(RECORDS SHOWN)
# # # # #

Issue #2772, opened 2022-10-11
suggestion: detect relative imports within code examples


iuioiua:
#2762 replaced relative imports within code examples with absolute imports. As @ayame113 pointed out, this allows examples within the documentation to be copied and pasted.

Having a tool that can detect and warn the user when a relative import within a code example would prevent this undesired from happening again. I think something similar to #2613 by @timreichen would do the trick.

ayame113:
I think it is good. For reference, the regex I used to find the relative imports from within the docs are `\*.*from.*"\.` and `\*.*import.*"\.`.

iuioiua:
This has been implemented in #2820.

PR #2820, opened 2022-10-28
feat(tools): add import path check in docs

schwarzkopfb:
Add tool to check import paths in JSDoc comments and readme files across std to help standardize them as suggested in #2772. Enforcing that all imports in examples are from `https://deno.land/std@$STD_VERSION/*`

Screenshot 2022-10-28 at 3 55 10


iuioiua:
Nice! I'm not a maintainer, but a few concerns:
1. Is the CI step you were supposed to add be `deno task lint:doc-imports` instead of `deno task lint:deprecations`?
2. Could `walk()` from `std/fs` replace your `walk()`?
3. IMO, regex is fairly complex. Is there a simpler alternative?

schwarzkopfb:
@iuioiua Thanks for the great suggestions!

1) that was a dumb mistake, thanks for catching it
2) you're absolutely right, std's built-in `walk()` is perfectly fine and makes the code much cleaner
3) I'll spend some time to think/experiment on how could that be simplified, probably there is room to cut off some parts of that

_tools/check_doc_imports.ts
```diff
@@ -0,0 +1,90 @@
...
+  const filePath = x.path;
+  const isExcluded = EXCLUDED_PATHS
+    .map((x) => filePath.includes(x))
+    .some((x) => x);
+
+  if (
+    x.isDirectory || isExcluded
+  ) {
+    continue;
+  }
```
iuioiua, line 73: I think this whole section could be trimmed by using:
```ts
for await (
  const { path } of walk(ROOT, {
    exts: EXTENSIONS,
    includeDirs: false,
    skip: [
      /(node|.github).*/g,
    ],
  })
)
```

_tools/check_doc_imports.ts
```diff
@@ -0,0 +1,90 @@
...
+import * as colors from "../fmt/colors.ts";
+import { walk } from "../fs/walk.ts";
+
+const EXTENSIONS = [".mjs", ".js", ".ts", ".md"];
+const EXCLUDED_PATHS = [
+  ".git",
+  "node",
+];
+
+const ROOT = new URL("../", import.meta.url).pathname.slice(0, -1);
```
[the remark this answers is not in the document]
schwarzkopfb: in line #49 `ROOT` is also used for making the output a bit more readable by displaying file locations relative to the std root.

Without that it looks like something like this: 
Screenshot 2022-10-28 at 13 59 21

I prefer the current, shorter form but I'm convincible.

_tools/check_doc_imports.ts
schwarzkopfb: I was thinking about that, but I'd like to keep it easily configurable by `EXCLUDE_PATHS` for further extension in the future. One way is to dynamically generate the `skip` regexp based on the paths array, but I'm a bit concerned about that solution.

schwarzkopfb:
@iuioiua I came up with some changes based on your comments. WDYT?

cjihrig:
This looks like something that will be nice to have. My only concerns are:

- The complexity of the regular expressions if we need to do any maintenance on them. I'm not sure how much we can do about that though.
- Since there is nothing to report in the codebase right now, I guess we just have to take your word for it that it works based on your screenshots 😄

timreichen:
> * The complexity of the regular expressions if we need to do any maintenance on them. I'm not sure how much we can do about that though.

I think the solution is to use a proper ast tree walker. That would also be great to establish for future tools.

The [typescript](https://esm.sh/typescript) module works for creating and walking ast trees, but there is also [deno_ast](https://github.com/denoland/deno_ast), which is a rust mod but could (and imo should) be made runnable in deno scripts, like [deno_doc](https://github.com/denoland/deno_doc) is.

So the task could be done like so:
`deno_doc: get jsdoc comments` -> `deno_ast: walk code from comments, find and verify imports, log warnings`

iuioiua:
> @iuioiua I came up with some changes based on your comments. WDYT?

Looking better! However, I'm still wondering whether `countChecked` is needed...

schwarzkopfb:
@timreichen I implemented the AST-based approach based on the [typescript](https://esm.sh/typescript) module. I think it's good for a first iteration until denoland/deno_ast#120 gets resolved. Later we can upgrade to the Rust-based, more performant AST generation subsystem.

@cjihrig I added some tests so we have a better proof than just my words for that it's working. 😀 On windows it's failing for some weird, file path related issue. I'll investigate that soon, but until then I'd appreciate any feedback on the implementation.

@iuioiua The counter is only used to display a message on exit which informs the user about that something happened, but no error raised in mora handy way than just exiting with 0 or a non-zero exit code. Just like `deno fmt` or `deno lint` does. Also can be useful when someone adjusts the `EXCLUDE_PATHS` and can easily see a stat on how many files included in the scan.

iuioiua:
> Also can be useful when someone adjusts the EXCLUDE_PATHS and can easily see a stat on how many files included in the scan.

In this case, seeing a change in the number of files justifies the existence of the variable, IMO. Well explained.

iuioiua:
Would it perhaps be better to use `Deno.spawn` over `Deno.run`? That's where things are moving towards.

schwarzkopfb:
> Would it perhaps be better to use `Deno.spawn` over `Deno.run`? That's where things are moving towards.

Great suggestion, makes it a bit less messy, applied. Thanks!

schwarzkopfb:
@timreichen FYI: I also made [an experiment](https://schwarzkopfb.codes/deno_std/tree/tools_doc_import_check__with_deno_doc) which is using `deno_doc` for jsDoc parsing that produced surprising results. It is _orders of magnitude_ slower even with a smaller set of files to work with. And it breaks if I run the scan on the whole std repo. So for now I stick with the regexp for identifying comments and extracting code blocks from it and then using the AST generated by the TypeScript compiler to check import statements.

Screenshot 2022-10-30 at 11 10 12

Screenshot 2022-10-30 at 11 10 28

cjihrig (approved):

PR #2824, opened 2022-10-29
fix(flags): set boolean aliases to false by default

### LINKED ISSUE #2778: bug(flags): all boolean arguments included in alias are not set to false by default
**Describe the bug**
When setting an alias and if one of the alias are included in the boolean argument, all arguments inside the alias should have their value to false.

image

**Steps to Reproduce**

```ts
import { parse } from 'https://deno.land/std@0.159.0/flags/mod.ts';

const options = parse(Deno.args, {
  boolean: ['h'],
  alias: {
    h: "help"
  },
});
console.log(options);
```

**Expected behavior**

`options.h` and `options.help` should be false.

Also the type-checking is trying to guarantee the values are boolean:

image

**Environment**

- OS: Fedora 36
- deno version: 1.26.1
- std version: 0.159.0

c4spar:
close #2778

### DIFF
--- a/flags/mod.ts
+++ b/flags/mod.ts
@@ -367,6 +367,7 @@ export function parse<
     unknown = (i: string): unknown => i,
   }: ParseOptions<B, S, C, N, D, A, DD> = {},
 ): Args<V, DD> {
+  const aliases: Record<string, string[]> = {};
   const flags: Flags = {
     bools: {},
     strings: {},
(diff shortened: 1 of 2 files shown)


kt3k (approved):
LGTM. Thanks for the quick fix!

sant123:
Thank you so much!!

# # # # #

Set down again, word for word, the stretch of records from the line with "Add tool to" to the line with "2) you're absolutely", both of those lines included.

Add tool to check import paths in JSDoc comments and readme files across std to help standardize them as suggested in #2772. Enforcing that all imports in examples are from `https://deno.land/std@$STD_VERSION/*`

Screenshot 2022-10-28 at 3 55 10


iuioiua:
Nice! I'm not a maintainer, but a few concerns:
1. Is the CI step you were supposed to add be `deno task lint:doc-imports` instead of `deno task lint:deprecations`?
2. Could `walk()` from `std/fs` replace your `walk()`?
3. IMO, regex is fairly complex. Is there a simpler alternative?

schwarzkopfb:
@iuioiua Thanks for the great suggestions!

1) that was a dumb mistake, thanks for catching it
2) you're absolutely right, std's built-in `walk()` is perfectly fine and makes the code much cleaner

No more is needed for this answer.